Discussion: “A Mathematical Model for Frictional Elastic-Plastic Sphere-on-Flat Contacts at Sliding Incipient” (, and , 2007, ASME J. Appl. Mech., 74, pp. 100–106) PUBLIC ACCESS

[+] Author and Article Information
Izhak Etsion

Dept. of Mechanical Engineering, Technion, Haifa 32000, Israeletsion@tx.technion.ac.il

J. Appl. Mech 74(5), 1057 (Mar 20, 2007) (1 page) doi:10.1115/1.2745824 History: Received January 06, 2007; Revised March 20, 2007

The authors presented a model for sliding inception that is essentially based on the 1949 Mindlin approach (see Ref. 1) for frictional contact with extension to elastic-plastic normal loading. According to this concept the interfacial shear stress is assumed to be proportional to the contact pressure until it reaches a limiting value that is related to the shear strength of the sphere bulk (see Eq. (1)). In other words, the Mindlin approach assumes a “local Coulomb friction law” that requires an input of a certain proportionality constant that relates the shear stress distribution to the normal pressure distribution in the contact interface. It may lead to unrealistic situations in which the local equivalent von Mises stress can exceed the yield strength of the sphere material. Another shortcoming of this concept is that sliding inception always occurs in the contact interface regardless of the level of normal loading. This would contradict the well known phenomenon of material transfer, which is associated with high normal loading of adhesive frictional contacts and requires slip below the contact interface.
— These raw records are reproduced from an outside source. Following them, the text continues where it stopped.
PR #910, opened 2020-10-14
calc orientation and curvature

saina-ramyar:
# PR Details
## Description
Fit a spline to each trajectory and calculate points orientation and curvature.

## Types of changes

## Checklist:

### DIFF
--- a/inlanecruising_plugin/src/inlanecruising_plugin.cpp
+++ b/inlanecruising_plugin/src/inlanecruising_plugin.cpp
@@ -273,21 +273,15 @@ namespace inlanecruising_plugin
             throw std::invalid_argument("Insufficient Spline Points");
         }
         
-        int first_idx = 0;
-        int mid_idx = basic_points.size()/2;
-        int last_idx = basic_points.size() - 1;
 
         tk::spline spl;
-
         std::vector<double> points_x;
-        points_x.push_back(basic_points[first_idx].x());
-        points_x.push_back(basic_points[mid_idx].x());
-        points_x.push_back(basic_points[last_idx].x());
-
         std::vector<double> points_y;
-        points_y.push_back(basic_points[first_idx].y());
-        points_y.push_back(basic_points[mid_idx].y());
-        points_y.push_back(basic_points[last_idx].y());
+
+        for (size_t i=0; i<basic_points.size(); i++){
+            points_x.push_back(basic_points[i].x());
+            points_y.push_back(basic_points[i].y());
+        }
 
         spl.set_points(points_x, points_y);
 
--- a/inlanecruising_plugin/src/inlanecruising_plugin.cpp
+++ b/inlanecruising_plugin/src/inlanecruising_plugin.cpp
@@ -343,7 +343,7 @@ namespace inlanecruising_plugin
         double r = 0.5*(dist/std::sin(angle));
 
         double max_curvature = 100000;
-        double curvature = (1/r, max_curvature);
+        double curvature = std::min(1/r, max_curvature);
 
         return curvature;
     }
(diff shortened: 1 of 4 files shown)


inlanecruising_plugin/src/inlanecruising_plugin.cpp
```diff
@@ -267,4 +267,89 @@ namespace inlanecruising_plugin
...
+
+    tk::spline InLaneCruisingPlugin::compute_fit(std::vector<lanelet::BasicPoint2d> basic_points){
+        int n = int(basic_points.size())/3;
+
+        tk::spline spl;
+
+        std::vector<double> points_x;
+        points_x.push_back(basic_points[n].x());
+        points_x.push_back(basic_points[2*n].x());
+        points_x.push_back(basic_points[3*n].x());
```
msmcconnell, line 279: This will seg fault for even numbers
If size = 12 for a vector with indexes 0-11
12 / 3 = 4
n = 4, n*2 = 8, n*3 = 12

Maybe wrap this in a min call
[std::min(basic_points.size() - 1, n*3)]

inlanecruising_plugin/src/inlanecruising_plugin.cpp
```diff
@@ -267,4 +267,89 @@ namespace inlanecruising_plugin
 
         return trajectory;
     }
+
+    tk::spline InLaneCruisingPlugin::compute_fit(std::vector<lanelet::BasicPoint2d> basic_points){
+        int n = int(basic_points.size())/3;
```
msmcconnell, line 272: The int() here is not needed as all types here are already integers and I don't think will compile. A cast is normally shown as (int) not int()

inlanecruising_plugin/src/inlanecruising_plugin.cpp
```diff
@@ -267,4 +267,89 @@ namespace inlanecruising_plugin
...
+        std::vector<double> cur_point{0.0, 0.0};
+        std::vector<double> next_point{0.0, 0.0};
+        double lookahead = 0.3;
+        for (size_t i=0; i<sampling_points.size(); i++){
+            cur_point[0] = sampling_points[i];
+            cur_point[1] = curve(cur_point[0]);
+            next_point[0] = cur_point[0] + lookahead;
+            next_point[1] = curve(next_point[0]);
+            double res = calculate_yaw(cur_point, next_point);
+            orientations.push_back(res);
```
msmcconnell, line 307: What's the conclusion on the reference frame of sampling_points here? Is it still X in the map frame? Won't that fail when there is multiple possible x values on the curve like we discussed in slack yesterday?

inlanecruising_plugin/src/inlanecruising_plugin.cpp
```diff
@@ -267,4 +267,89 @@ namespace inlanecruising_plugin
...
+        double lookahead = 0.3;
+        for (size_t i=0; i<sampling_points.size(); i++){
+            cur_point[0] = sampling_points[i];
+            cur_point[1] = curve(cur_point[0]);
+            next_point[0] = cur_point[0] + lookahead;
+            next_point[1] = curve(next_point[0]);
+            double cur = calculate_curvature(cur_point, next_point);
+            curvatures.push_back(cur);
+
+        }
```
msmcconnell, line 326: Same question as in the orientation part

inlanecruising_plugin/src/inlanecruising_plugin.cpp
```diff
@@ -267,4 +267,89 @@ namespace inlanecruising_plugin
...
+
+    double InLaneCruisingPlugin::calculate_curvature(std::vector<double> cur_point, std::vector<double> next_point){
+        double dist = sqrt(pow(cur_point[0] - next_point[0], 2) + pow(cur_point[1] - next_point[0], 2));
+
+        double angle = calculate_yaw(cur_point, next_point);
+
+        double r = 0.5*(dist/std::sin(angle));
+
+        double max_curvature = 100000;
+        double curvature = (1/r, max_curvature);
```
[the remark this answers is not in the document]
msmcconnell: Looks like you added std::min so it's fine now

msmcconnell (approved):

A completely different approach to frictional contact was recently presented in a series of papers by Brizmer et al.  assuming full stick contact condition (see Refs. 2-4). These three papers deal with all the aspects of the present paper, namely, the critical interference (2), the elastic-plastic loading regime (3), and the sliding inception (4), respectively. The full stick contact condition captures very well the concept of an adhesive joint formed in the contact interface (5). It does not require any assumption of a proportionality constant that relates local shear stress and local pressure, and therefore it never violates the von Mises yield criterion. Furthermore, it allows analyzing the sliding inception as a failure mechanism and it utilizes first principles to predict the sliding inception and to obtain the resulting corresponding static friction coefficient and junction growth. The full stick contact condition does not impose slip at the contact interface and hence, allows for the possibility of material transfer under severe normal loads. Additionally the results of Ref. 4 correlate well with some preliminary experimental results obtained by Ovcharenko et al. (5).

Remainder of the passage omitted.